Please output the entries below exactly as they are.

::: Data supplied

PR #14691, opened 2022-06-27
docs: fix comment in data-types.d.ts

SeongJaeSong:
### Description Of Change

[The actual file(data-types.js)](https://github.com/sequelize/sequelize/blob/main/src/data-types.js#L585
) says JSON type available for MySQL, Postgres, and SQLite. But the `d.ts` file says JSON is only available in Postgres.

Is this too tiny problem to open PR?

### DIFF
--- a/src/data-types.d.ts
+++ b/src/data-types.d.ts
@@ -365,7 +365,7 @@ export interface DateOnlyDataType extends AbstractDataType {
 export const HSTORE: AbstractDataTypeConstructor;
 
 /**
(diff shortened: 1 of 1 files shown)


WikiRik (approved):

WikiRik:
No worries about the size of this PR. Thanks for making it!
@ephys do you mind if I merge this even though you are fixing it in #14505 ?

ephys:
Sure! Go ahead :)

::::::

• [Solution for this exercise]:
PR #14691, opened 2022-06-27
docs: fix comment in data-types.d.ts

SeongJaeSong:
### Description Of Change

[The actual file(data-types.js)](https://github.com/sequelize/sequelize/blob/main/src/data-types.js#L585
) says JSON type available for MySQL, Postgres, and SQLite. But the `d.ts` file says JSON is only available in Postgres.

Is this too tiny problem to open PR?

### DIFF
--- a/src/data-types.d.ts
+++ b/src/data-types.d.ts
@@ -365,7 +365,7 @@ export interface DateOnlyDataType extends AbstractDataType {
 export const HSTORE: AbstractDataTypeConstructor;
 
 /**
(diff shortened: 1 of 1 files shown)


WikiRik (approved):

WikiRik:
No worries about the size of this PR. Thanks for making it!
@ephys do you mind if I merge this even though you are fixing it in #14505 ?

ephys:
Sure! Go ahead :)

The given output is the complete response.